- 5.3 SUN 14:00-14:50 STAR STAGE
- くるり

風格と挑戦に満ちた
くるりの原点回帰
まずはセットリストを見て欲しい。
気づく人はハッと気づくだろう。最新アルバムからの“Liberty&Gravity”以外は、ほとんどが初期の曲、それも『さよならストレンジャー』『図鑑』という2枚のアルバムから選ばれた楽曲が中心のセットだ。
先日には来年に迎えるバンド結成20周年に向けたコンセプトライヴシリーズ「NOW AND THEN」の第1弾を行い、この2枚の再現ライブを開催したばかりの彼ら。VIVA LA ROCKで彼らが見せてくれたのも、いわば原点回帰のステージだった。
転換時のサウンドチェックも自ら行い、「どうもこんにちは、くるりです」と岸田繁(Vo&G)が告げてステージに登場。まずは“虹”から“東京”へと、スケールの大きな歌心を円熟の演奏で解き放っていく。岸田繁と佐藤征史(B)に加え、サポートメンバーのmabanua(Dr)、松本大樹(G)、ゴンドウトモヒコ(Euphonium, Flugelhornほか)を加えた5人編成。岸田や佐藤がプレイする楽器にも使い込まれた跡が刻まれ、豊かなアンサンブルと共に確かな説得力を持って伝わってくる。

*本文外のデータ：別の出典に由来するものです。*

PR #20, opened 2025-02-26
chore: replace `fun _ => _` by `fun _ ↦ _`

vihdzp:
This would be seen as complete bikeshedding over at Mathlib... but since the codebase is so much smaller now I think we can afford some stylistic regularity.

Did a few other minor golfs where I was able to find them.


LeoDog896 (approved):
I stylistically agree with `↦`.

All golfs and cleanups make sense :+1:

PR #25, opened 2025-02-26
feat: add various recursors

vihdzp:
We previously had a few theorems for casing on moves of more complicated operations. We promote these to `Sort*`-valued recursors, and prove that they behave as they should.


vihdzp:
Closing in favor of the `IGame` refactor.

PR #26, opened 2025-02-26
doc: document type equalities

vihdzp:
There's a bunch of theorems stating equalities between types that you're *usually* not supposed to use directly. We add comments explaining what casting operation to use instead.

For those rare cases where you *do* want to use these equalities directly (e.g. proving a `Nonempty` instance), we tag some `simp` lemmas to facilitate this. (These `simp` lemmas will never fire when the types are used dependently, which should hopefully mean this won't break things later down the line).

Also, some drive-by compression.

### DIFF
--- a/CombinatorialGames/Game/PGame.lean
+++ b/CombinatorialGames/Game/PGame.lean
@@ -132,21 +132,10 @@ def moveLeft : ∀ g : PGame, LeftMoves g → PGame
 def moveRight : ∀ g : PGame, RightMoves g → PGame
   | mk _ _r _ R => R
 
-@[simp]
-theorem leftMoves_mk {xl xr xL xR} : (⟨xl, xr, xL, xR⟩ : PGame).LeftMoves = xl :=
-  rfl
-
-@[simp]
-theorem moveLeft_mk {xl xr xL xR} : (⟨xl, xr, xL, xR⟩ : PGame).moveLeft = xL :=
-  rfl
-
-@[simp]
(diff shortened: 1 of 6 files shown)


CombinatorialGames/Game/PGame.lean
```diff
@@ -162,41 +151,33 @@ lemma ext {x y : PGame} (hl : x.LeftMoves = y.LeftMoves) (hr : x.RightMoves = y.
...
 
+/-- Use `toOfListsRightMoves` to cast between these two types. -/
+@[simp]
 theorem rightMoves_ofLists (L R : List PGame) : (ofLists L R).RightMoves = ULift (Fin R.length) :=
   rfl
 
-/-- Converts a number into a left move for `ofLists`.
-
-This is just an abbreviation for `Equiv.ulift.symm` -/
-abbrev toOfListsLeftMoves {L R : List PGame} : Fin L.length ≃ (ofLists L R).LeftMoves :=
```
tristan-f-r, line 176: Did you mean to drop these abbrves when using referencing them in `left/rightMoves_ofLifsts`?

tristan-f-r (changes requested):

CombinatorialGames/Game/PGame.lean
vihdzp: These abbrevs aren't very useful, since the relevant type equality is definitional. That said... I think it's better to just close this PR. Presumably the plan is to port everything to `IGame`, and I think I've shown that `IGame` has no need for these type rewriting hacks.

PR #28, opened 2025-02-26
feat: add recursors for `insertLeft` and `insertRight`

vihdzp:
We use these to golf existing results.

We also move all of this to its own file.


vihdzp:
Closing in favor of the `IGame` refactor.

Issue #29, opened 2025-02-27
Move things over to `IGame`


vihdzp:
In mathematics, combinatorial games are often defined within ZFC, in the framework of sets. An implicit yet important consequence of this is that games satisfy the axiom of extensionality: if `G` and `H` have the same left/right moves, then they are the same game.

Our development of games has historically not satisfied this axiom. By instead defining "base" games `PGame` inductively as consisting of indexed families families over itself, we can only ever have two games be equal when they're indexed by the *same* functions; in particular, by the *same* types. So even simple equalities like { | } = 0 are unprovable (for all but one choice of empty types to index the left and right games over), and others such as {0, 1, 1 | } = 2 are actually just false. Though the quotients `Game` and `Surreal` do match their usual mathematical definitions, every time we need to go through `PGame` it's just painful.

The proposal here is to relegate `PGame` to an auxiliary definition, used to set up the real type we actually care about: `IGame`, i.e. the quotient of `PGame` by extensionality. Though limitations on inductive types mean we can't define it this way, `IGame` can be recursively built through:
```lean 4
def ofSets (s t : Set IGame.{u}) [Small.{u} s] [Small.{u} t] : IGame.{u} := ...

def ofSetsRecOn {P : IGame.{u} → Sort*} (x)
    (H : Π (s t : Set _) [Small s] [Small t], (Π x ∈ s, P x) → (Π x ∈ t, P x) → P (ofSets s t)) : P x :=
  ...
```
Which means, once we prove this, we have no reason to use `PGame` anymore.

This refactor will probably set us back a few weeks, since we'll be moving basically all of the code that had already been written to this new framework. But I do expect that as a result on this, proving new results will be much easier, and the results will be more aligned with the traditional ZFC theory.

PR #30, opened 2025-02-27
feat: `IGame` part 1

vihdzp:
We define up to the `AddCommMonoid` instance on `IGame`. #29

There's some results I haven't ported yet like `x - x ≈ 0` or `x ≤ y → z + x ≤ z + y`. I think a lot of the results that existed on `PGame` could be simplified by first building the quotient `Game = Antisymmetrization IGame`, proving the `OrderedAddCommGroup` instance on it, and then "porting back" the results via def-eq. So I'd like to do that before proving the more advanced relations between orders and arithemetic on `IGame`.

For now I've put everything in an `IGame` folder - of course, when the refactor is over, the idea is to put everything back in its place, overwriting whatever we had before.

### DIFF
--- a/CombinatorialGames/IGame/IGame.lean
+++ b/CombinatorialGames/IGame/IGame.lean
@@ -19,17 +19,15 @@ open PGame Set Pointwise
 
 /-- Games up to identity.
 
-`IGame` uses the set-theoretic notion of equality on Games,
-compared to `PGame`'s 'type-theoretic' notion of equality.
+`IGame` uses the set-theoretic notion of equality on games, compared to `PGame`'s 'type-theoretic'
+notion of equality.
 
-This is not the same equivalence as used broadly in combinatorial game theory literature,
-as a game like {0,1|0} is not _identical_ to {1|0}, despite being equivalent.
-However, many theorems can be proven over the 'identical' equivalence relation,
-and the literature may occasionally specifically use the 'identical' equivalence
-relation for this reason. 
+This is not the same equivalence as used broadly in combinatorial game theory literature, as a game
+like {0, 1 | 0} is not *identical* to {1 | 0}, despite being equivalent. However, many theorems can
+be proven over the 'identical' equivalence relation, and the literature may occasionally
+specifically use the 'identical' equivalence relation for this reason.
 
-For game equivalence from literature, see `Game.Basic`.
--/
+For the more common game equivalence from literature, see `Game.Basic`. -/
 def IGame : Type (u + 1) :=
   Quotient identicalSetoid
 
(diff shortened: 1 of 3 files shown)


CombinatorialGames/IGame/IGame.lean
```diff
@@ -0,0 +1,529 @@
...
+-- This is a false positive due to the provisional duplicated IGame/IGame file path.
+set_option linter.dupNamespace false
+-- All computation should be done through `IGame.Short`.
+noncomputable section
+
+open PGame Set Pointwise
+
+/-- Games up to identity.
+
+TODO: write proper docstring. -/
```
tristan-f-r:
```suggestion
`IGame` uses the set-theoretic notion of equality on Games,
compared to `PGame`'s 'type-theoretic' notion of equality.

This is not the same equivalence as used broadly in combinatorial game theory literature,
as a game like {0,1|0} is not _identical_ to {1|0}, despite being equivalent.
However, many theorems can be proven over the 'identical' equivalence relation,
and the literature may occasionally specifically use the 'identical' equivalence
relation for this reason. 

For game equivalence from literature, see `Game.Basic`.
-/
```

CombinatorialGames/IGame/IGame.lean
```diff
@@ -0,0 +1,529 @@
...
+  isOption_wf.recursion x fun x IH ↦
+    H x (fun _ h ↦ IH _ (.of_mem_leftMoves h)) (fun _ h ↦ IH _ (.of_mem_rightMoves h))
+
+@[simp]
+theorem moveRecOn_eq {P : IGame → Sort*} (x)
+    (H : Π x, (Π y ∈ x.leftMoves, P y) → (Π y ∈ x.rightMoves, P y) → P x) :
+    moveRecOn x H = H x (fun y _ ↦ moveRecOn y H) (fun y _ ↦ moveRecOn y H) :=
+  isOption_wf.fix_eq ..
+
+-- TODO: docstring
```
tristan-f-r: This should be 'proper subposition': a 'subposition' would be defined over `Relation.ReflTransGen IsOption`.
I'm unaware of any use of Subsequent.

CombinatorialGames/IGame/IGame.lean
```diff
@@ -0,0 +1,529 @@
...
+
+@[cases_eliminator]
+theorem ind {P : IGame → Prop} (H : ∀ y, P (mk y)) (x : IGame) : P x :=
+  Quotient.ind H x
+
+/-- Choose an element of the equivalence class using the axiom of choice. -/
+def out (x : IGame) : PGame := Quotient.out x
+@[simp] theorem out_eq (x : IGame) : mk x.out = x := Quotient.out_eq x
+
+-- TODO: docstring
```
tristan-f-r:
```suggestion
/--
`Quotient.lift` for `IGame`: if f : PGame → α respects the identical equivalence relation ≡, then f
lifts IGame to α
-/
```

LeoDog896 (changes requested):
The proofs here are incredible! Just some docstring suggestions and a note on the name of `Subsequent`.

CombinatorialGames/IGame/IGame.lean
vihdzp: Making this reflexive sort of defeats its purpose, since it becomes no longer well-founded. Otherwise I agree with renaming this to `Subposition`.

CombinatorialGames/IGame/IGame.lean
vihdzp: On second consideration, I only use this definition twice, in order to define `IGame.leftMoves` and `IGame.rightMoves`. Since we want to expose `PGame` as little as possible within the API, I've simply inlined `Quotient.lift` into their definitions.

LeoDog896 (approved):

鬼気迫る表情で歌った疾走感あるロックナンバー“青い空”をプレイし、「VIVA LA ROCKということで、普段はゆるゆるの音楽をやってるんですけど、ロックを用意してきました」とMCで岸田は語る。続いては「みんなで歌ってください」と“Liberty&Gravity”の軽やかなビートと旋律を繰り広げ「よいしょ!」という掛け声でオーディエンスと一つになる。
そして、くるりならではの挑戦的な展開を見せたのは、渦巻くようなサイケデリックなビートに乗せた“ガロン”。佐藤がコントラバスやマリンバを弾き、岸田がオルガンを弾いて、ゴンドウトモヒコがディジェリドゥーを吹き、10分近くのアブストラクトなセッションに突入していく。ゆらゆらと水中を浮遊するダビーな快感に包まれる。産休中のファンファンの「ありがとう」という声もサンプラーを通して届けられた。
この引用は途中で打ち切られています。